What is required: Reproduce the data that follows in its entirety, character for character.

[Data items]
PR #180, opened 2016-10-27
Add Cassandra fulfillers

maciejgrzybek:
Please disregard commit msgs and their order. This is just a gist of implementation.

### DIFF
--- a/tempto-core/src/main/java/com/teradata/tempto/fulfillment/table/jdbc/RelationalDataSource.java
+++ b/tempto-core/src/main/java/com/teradata/tempto/fulfillment/table/jdbc/RelationalDataSource.java
@@ -18,7 +18,7 @@ import java.sql.PreparedStatement;
 import java.util.Iterator;
 import java.util.List;
 
-public interface JdbcTableDataSource
+public interface RelationalDataSource
 {
     /**
      * Returns iterator over rows to be inserted to table.
--- a/tempto-core/src/main/java/com/teradata/tempto/internal/fulfillment/table/TableManagerDispatcherModuleProvider.java
+++ b/tempto-core/src/main/java/com/teradata/tempto/internal/fulfillment/table/TableManagerDispatcherModuleProvider.java
@@ -86,8 +86,11 @@ public class TableManagerDispatcherModuleProvider
                     @Override
                     protected void configure()
                     {
-                        // we bind matching QueryExecutor to be visible by TableManager without @Named annotation
-                        bind(QueryExecutor.class).to(Key.get(QueryExecutor.class, named(database)));
+                        // TODO: refactor this to avoid hardcoding dbname
+                        if (!database.equals("cassandra")) { // Cassandra does not provide QueryExecutor
+                            // we bind matching QueryExecutor to be visible by TableManager without @Named annotation
+                            bind(QueryExecutor.class).to(Key.get(QueryExecutor.class, named(database)));
+                        }
                         bind(Key.get(String.class, named("databaseName"))).toInstance(database);
                         bind(tableManagerKey).to(tableManagerClass);
                         expose(tableManagerKey);
--- a/tempto-core/src/main/java/com/teradata/tempto/internal/fulfillment/table/TableName.java
+++ b/tempto-core/src/main/java/com/teradata/tempto/internal/fulfillment/table/TableName.java
@@ -53,6 +53,11 @@ public class TableName
         return nameInDatabase;
     }
 
+    public String getSchemalessNameInDatabase()
+    {
+        return nameInDatabase;
+    }
+
     public Optional<String> getSchema()
     {
         return schema;
--- a/tempto-core/src/main/java/com/teradata/tempto/internal/fulfillment/table/cassandra/CassandraBatchLoader.java
+++ b/tempto-core/src/main/java/com/teradata/tempto/internal/fulfillment/table/cassandra/CassandraBatchLoader.java
@@ -1,0 +1,67 @@
+/*
+ * Licensed under the Apache License, Version 2.0 (the "License");
+ * you may not use this file except in compliance with the License.
+ * You may obtain a copy of the License at
+ *
+ *     http://www.apache.org/licenses/LICENSE-2.0
+ *
+ * Unless required by applicable law or agreed to in writing, software
+ * distributed under the License is distributed on an "AS IS" BASIS,
+ * WITHOUT WARRANTIES OR CONDITIONS OF ANY KIND, either express or implied.
+ * See the License for the specific language governing permissions and
+ * limitations under the License.
+ */
+package com.teradata.tempto.internal.fulfillment.table.cassandra;
+
+import com.datastax.driver.core.BatchStatement;
+import com.datastax.driver.core.PreparedStatement;
+import com.datastax.driver.core.Session;
+
+import java.sql.SQLException;
+import java.util.List;
+
+import static java.lang.String.format;
+import static java.util.Objects.requireNonNull;
+import static java.util.stream.Collectors.joining;
+
+public class CassandraBatchLoader
+{
+    private final Session session;
+    private final String tableName;
+    private final List<String> columnNames;
+
+    public CassandraBatchLoader(Session session, String tableName, List<String> columnNames)
+    {
+        this.session = requireNonNull(session, "session is null");
+        this.tableName = requireNonNull(tableName, "tableName is null");
+        this.columnNames = requireNonNull(columnNames, "columnNames is null");
+    }
+
+    public void load(List<List<Object>> batch)
+            throws SQLException
+    {
+        PreparedStatement statement = session.prepare(format("INSERT INTO %s (%s) VALUES(%s)",
+                tableName,
+                columnNames.stream().collect(joining(",")),
+                repeatPattern("?", ",", columnNames.size())));
+
+        BatchStatement batchStatement = new BatchStatement(BatchStatement.Type.UNLOGGED);
+
+        for (List<Object> row : batch) {
+            batchStatement.add(statement.bind(row.toArray()));
+        }
+
+        session.execute(batchStatement);
+    }
+
+    private String repeatPattern(String ch, String separator, int times)
+    {
+        String result = "";
+
+        for (int i = 0; i < times - 1; ++i) {
+            result += ch + separator;
+        }
+
+        return result + ch;
+    }
+}
--- a/tempto-core/src/main/java/com/teradata/tempto/internal/fulfillment/table/cassandra/CassandraTableManager.java
+++ b/tempto-core/src/main/java/com/teradata/tempto/internal/fulfillment/table/cassandra/CassandraTableManager.java
@@ -1,0 +1,229 @@
+/*
+ * Licensed under the Apache License, Version 2.0 (the "License");
+ * you may not use this file except in compliance with the License.
+ * You may obtain a copy of the License at
+ *
+ *     http://www.apache.org/licenses/LICENSE-2.0
+ *
+ * Unless required by applicable law or agreed to in writing, software
+ * distributed under the License is distributed on an "AS IS" BASIS,
+ * WITHOUT WARRANTIES OR CONDITIONS OF ANY KIND, either express or implied.
+ * See the License for the specific language governing permissions and
+ * limitations under the License.
+ */
+package com.teradata.tempto.internal.fulfillment.table.cassandra;
+
+import com.google.inject.Inject;
+import com.teradata.tempto.configuration.Configuration;
+import com.teradata.tempto.fulfillment.table.MutableTableRequirement;
+import com.teradata.tempto.fulfillment.table.TableDefinition;
+import com.teradata.tempto.fulfillment.table.TableHandle;
+import com.teradata.tempto.fulfillment.table.TableInstance;
+import com.teradata.tempto.fulfillment.table.TableManager;
+import com.teradata.tempto.fulfillment.table.jdbc.RelationalDataSource;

Result of the exercise:
PR #180, opened 2016-10-27
Add Cassandra fulfillers

maciejgrzybek:
Please disregard commit msgs and their order. This is just a gist of implementation.

### DIFF
--- a/tempto-core/src/main/java/com/teradata/tempto/fulfillment/table/jdbc/RelationalDataSource.java
+++ b/tempto-core/src/main/java/com/teradata/tempto/fulfillment/table/jdbc/RelationalDataSource.java
@@ -18,7 +18,7 @@ import java.sql.PreparedStatement;
 import java.util.Iterator;
 import java.util.List;
 
-public interface JdbcTableDataSource
+public interface RelationalDataSource
 {
     /**
      * Returns iterator over rows to be inserted to table.
--- a/tempto-core/src/main/java/com/teradata/tempto/internal/fulfillment/table/TableManagerDispatcherModuleProvider.java
+++ b/tempto-core/src/main/java/com/teradata/tempto/internal/fulfillment/table/TableManagerDispatcherModuleProvider.java
@@ -86,8 +86,11 @@ public class TableManagerDispatcherModuleProvider
                     @Override
                     protected void configure()
                     {
-                        // we bind matching QueryExecutor to be visible by TableManager without @Named annotation
-                        bind(QueryExecutor.class).to(Key.get(QueryExecutor.class, named(database)));
+                        // TODO: refactor this to avoid hardcoding dbname
+                        if (!database.equals("cassandra")) { // Cassandra does not provide QueryExecutor
+                            // we bind matching QueryExecutor to be visible by TableManager without @Named annotation
+                            bind(QueryExecutor.class).to(Key.get(QueryExecutor.class, named(database)));
+                        }
                         bind(Key.get(String.class, named("databaseName"))).toInstance(database);
                         bind(tableManagerKey).to(tableManagerClass);
                         expose(tableManagerKey);
--- a/tempto-core/src/main/java/com/teradata/tempto/internal/fulfillment/table/TableName.java
+++ b/tempto-core/src/main/java/com/teradata/tempto/internal/fulfillment/table/TableName.java
@@ -53,6 +53,11 @@ public class TableName
         return nameInDatabase;
     }
 
+    public String getSchemalessNameInDatabase()
+    {
+        return nameInDatabase;
+    }
+
     public Optional<String> getSchema()
     {
         return schema;
--- a/tempto-core/src/main/java/com/teradata/tempto/internal/fulfillment/table/cassandra/CassandraBatchLoader.java
+++ b/tempto-core/src/main/java/com/teradata/tempto/internal/fulfillment/table/cassandra/CassandraBatchLoader.java
@@ -1,0 +1,67 @@
+/*
+ * Licensed under the Apache License, Version 2.0 (the "License");
+ * you may not use this file except in compliance with the License.
+ * You may obtain a copy of the License at
+ *
+ *     http://www.apache.org/licenses/LICENSE-2.0
+ *
+ * Unless required by applicable law or agreed to in writing, software
+ * distributed under the License is distributed on an "AS IS" BASIS,
+ * WITHOUT WARRANTIES OR CONDITIONS OF ANY KIND, either express or implied.
+ * See the License for the specific language governing permissions and
+ * limitations under the License.
+ */
+package com.teradata.tempto.internal.fulfillment.table.cassandra;
+
+import com.datastax.driver.core.BatchStatement;
+import com.datastax.driver.core.PreparedStatement;
+import com.datastax.driver.core.Session;
+
+import java.sql.SQLException;
+import java.util.List;
+
+import static java.lang.String.format;
+import static java.util.Objects.requireNonNull;
+import static java.util.stream.Collectors.joining;
+
+public class CassandraBatchLoader
+{
+    private final Session session;
+    private final String tableName;
+    private final List<String> columnNames;
+
+    public CassandraBatchLoader(Session session, String tableName, List<String> columnNames)
+    {
+        this.session = requireNonNull(session, "session is null");
+        this.tableName = requireNonNull(tableName, "tableName is null");
+        this.columnNames = requireNonNull(columnNames, "columnNames is null");
+    }
+
+    public void load(List<List<Object>> batch)
+            throws SQLException
+    {
+        PreparedStatement statement = session.prepare(format("INSERT INTO %s (%s) VALUES(%s)",
+                tableName,
+                columnNames.stream().collect(joining(",")),
+                repeatPattern("?", ",", columnNames.size())));
+
+        BatchStatement batchStatement = new BatchStatement(BatchStatement.Type.UNLOGGED);
+
+        for (List<Object> row : batch) {
+            batchStatement.add(statement.bind(row.toArray()));
+        }
+
+        session.execute(batchStatement);
+    }
+
+    private String repeatPattern(String ch, String separator, int times)
+    {
+        String result = "";
+
+        for (int i = 0; i < times - 1; ++i) {
+            result += ch + separator;
+        }
+
+        return result + ch;
+    }
+}
--- a/tempto-core/src/main/java/com/teradata/tempto/internal/fulfillment/table/cassandra/CassandraTableManager.java
+++ b/tempto-core/src/main/java/com/teradata/tempto/internal/fulfillment/table/cassandra/CassandraTableManager.java
@@ -1,0 +1,229 @@
+/*
+ * Licensed under the Apache License, Version 2.0 (the "License");
+ * you may not use this file except in compliance with the License.
+ * You may obtain a copy of the License at
+ *
+ *     http://www.apache.org/licenses/LICENSE-2.0
+ *
+ * Unless required by applicable law or agreed to in writing, software
+ * distributed under the License is distributed on an "AS IS" BASIS,
+ * WITHOUT WARRANTIES OR CONDITIONS OF ANY KIND, either express or implied.
+ * See the License for the specific language governing permissions and
+ * limitations under the License.
+ */
+package com.teradata.tempto.internal.fulfillment.table.cassandra;
+
+import com.google.inject.Inject;
+import com.teradata.tempto.configuration.Configuration;
+import com.teradata.tempto.fulfillment.table.MutableTableRequirement;
+import com.teradata.tempto.fulfillment.table.TableDefinition;
+import com.teradata.tempto.fulfillment.table.TableHandle;
+import com.teradata.tempto.fulfillment.table.TableInstance;
+import com.teradata.tempto.fulfillment.table.TableManager;
+import com.teradata.tempto.fulfillment.table.jdbc.RelationalDataSource;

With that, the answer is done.